Gabon : l’ordonnance, ce raccourci démocratique qui asphyxie le Parlement
Le 25 juin 2026, le Conseil des ministres adoptait un projet de loi autorisant le Président à légiférer par ordonnance durant l’intersession. Cinq jours plus tard, l’Assemblée nationale votait cette habilitation à l’unanimité pour « garantir la continuité de l’action publique ». Dans une tribune incisive, Ali Akbar Onanga Y’Obegue, docteur en droit et secrétaire général du PDG, dénonce un paradoxe démocratique saillant : le pouvoir exécutif promet la rigueur mais confisque la norme, tandis que les députés abdiquent leur compétence première.
Pour le juriste, l’ordonnance, prévue par l’article 99 de la Constitution, doit rester une exception absolue dictée par l’urgence. Or, invoquer la « continuité » pour s’en remettre aux ordonnances relève du contresens. La continuité n’est pas une crise, c’est le quotidien de l’État. En la transformant en passe-droit, le pouvoir n’attend plus le législateur : il s’en passe.

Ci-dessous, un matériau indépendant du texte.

PR #8005, opened 2023-09-11
Update semver

jurre:
This transitive version of semver has a vulnerability, let's patch it


landongrindheim (approved):

yeikel:
Can we configure dependabot to take care of this? Or we don't do that intentionally?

Ali Akbar Onanga Y’Obegue rappelle que le 21 juin déjà, l’Assemblée ratifiait en bloc des textes pourtant irréguliers. Selon lui, cette banalisation fragilise les fondements mêmes de l’État. « Une démocratie peut mourir ainsi, non d’un coup de force, mais d’une accoutumance. », a-t-il souligné.
La contradiction du perchoir
Le sommet du paradoxe a été atteint le 30 juin. Alors même que la Chambre transférait ses pouvoirs, son président, Michel Régis Onanga Ndiaye, martelait pourtant une posture ferme. « Les élus de la 14ᵉ législature refusent toute complaisance […]. Nous, députés, userons pleinement de notre droit d’examen, d’amendement et de renvoi vers le gouvernement si cela est nécessaire. », a-t-il martelé.
L’auteur pointe ici une contradiction flagrante. Comment prétendre défendre farouchement ses prérogatives le jour exact où on les abandonne à l’exécutif pour deux mois ? Cette posture réduit la souveraineté parlementaire à un simple rituel de séance.
Le sursaut attendu à la rentrée
Face à une architecture constitutionnelle issue de 2024 qui pousse la majorité vers l’effacement, Ali Akbar Onanga Y’Obegue rappelle que le contrôle parlementaire n’est pas un luxe, mais « la dernière digue ». Dès la rentrée, face aux textes signés cet été, les députés devront minutieusement exiger les pièces, vérifier l’urgence réelle et oser dire non.
L’ancien ministre conclut en prenant le perchoir au mot. Rendre à l’ordonnance sa juste place n’est pas une querelle partisane, mais une exigence républicaine : un pouvoir n’est jamais aussi fort que lorsqu’il accepte ses propres limites.